(Stored entries)

Issue #1134, opened 2026-08-26
Concurrent self-deletes of mutually co-owned shared orgs can deadlock


OchnikBartek:
**Found reviewing #1115** (the row locks it adds), which builds on #9.

## What's wrong

`UserService.delete` now takes `SELECT ... FOR UPDATE` on the user row, and
for a **shared** org the user solely created, `_release_owned_rows` hands the
`created_by_user_id` off to a co-owner via `reassign_creator`, which takes
`FOR KEY SHARE` on the *heir's* user row.

So `delete` acquires locks in the order (self, then heir). Two users who
co-own each other's shared orgs, deleting at the same moment, can deadlock:

- request A: `FOR UPDATE` on user A → wants `FOR KEY SHARE` on user B (its heir)
- request B: `FOR UPDATE` on user B → wants `FOR KEY SHARE` on user A (its heir)

Postgres detects the cycle and aborts one with `40P01`, so it **cannot hang** —
but the aborted request surfaces as a 500 rather than a clean result. The
pre-#1115 code would have 500'd on the integrity violation anyway, so this is a
new *shape* of an already-500 path, not a regression in behaviour a user can
reach without two simultaneous self-deletions of mutually-co-owned shared orgs.

The personal-org teardown path (user → own org) has no reverse locker and is
deadlock-free; only the shared-org reassignment introduces the second lock.

## Where

- `backend/app/services/user.py` — `UserService.delete` (FOR UPDATE on the user)
  → `_release_owned_rows` → `organization_repo.reassign_creator` (FK to the heir).

## How I'd know it's fixed

- [ ] Two concurrent `delete`s of users who each solely own a shared org the
      other co-owns either both resolve or one gets a clean domain refusal —
      never a `DeadlockDetected` 500. (Lock the two user rows in a stable order,
      e.g. by id, before reassigning, so the cycle cannot form.)

Rare, so `severity:low`. Pre-existing family: check-then-act / delete-governance
cluster (#17, #9, #1115, #941).

PR #1135, opened 2026-08-26
fix(concurrency): row-lock the reconcile before an org or user delete

### LINKED ISSUE #1115: Deletion reconcile-then-delete still 500s under a concurrent insert
**Found by codex review of #1112 (#9).** Same check-then-act class as #17.

## What's wrong

#9 reconciles the delete/CHECK cascades in the service before the row goes, but
the reconcile-then-delete is a check-then-act with no row lock, so a concurrent
insert reopens the exact 500 #9 closed:

- **Org delete** — `OrganizationService.purge` (`backend/app/services/organization.py:322`)
  lists org-scoped collections, then deletes the org. A member creating an
  org-scoped knowledge base after the list but before the `DELETE organizations`
  gets `ON DELETE SET NULL` on the new row → `ck_knowledge_bases_org_scope_has_org`
  violation → 500.
- **User delete** — `UserService._release_owned_rows` /`.delete`
  (`backend/app/services/user.py:311`) reads the user, promotes their private
  secrets and hands off their orgs, then deletes. A private secret or personal
  org created concurrently (referencing that user) after the reconcile lands a
  fresh CHECK/RESTRICT blocker → 500.

## Fix

Lock the row the reconcile is about before enumerating, so a concurrent insert
holding an FK key-share lock waits:

- `organization_repo.get_by_id_for_update` before listing collections in the
  teardown path.
- Add a `for_update` variant to `user_repo.get_by_id` (mirroring the ones #17
  added to `get_approval`/`get_by_token`) and take it at the top of
  `UserService.delete`.

## How I'd know it's fixed

- [ ] Integration test: a concurrent org-scoped KB insert during an org delete →
      the delete still succeeds, exactly one of the two wins.
- [ ] Integration test: a concurrent private-secret insert during a user delete →
      the delete still succeeds.

Part of the check-then-act cluster (#17). Refs #9.

OchnikBartek:
## Summary

#9 reconciles the FK/CHECK cascades before a delete, but reconcile-then-delete is check-then-act with no row lock, so a concurrent insert reopens the exact 500 #9 closed (#1115):

- an **org-scoped KB** inserted between `purge`'s collection list and its `DELETE organizations` is `SET NULL`-ed into a `ck_knowledge_bases_org_scope_has_org` violation;
- a **private secret / personal org** inserted between a user delete's reconcile and its `DELETE users` lands the same CHECK/RESTRICT blocker.

## Changed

## The task
Only lines with the word "cannot" are needed. Copy them from the preceding records.

## Task result
Postgres detects the cycle and aborts one with `40P01`, so it **cannot hang** —
      e.g. by id, before reassigning, so the cycle cannot form.)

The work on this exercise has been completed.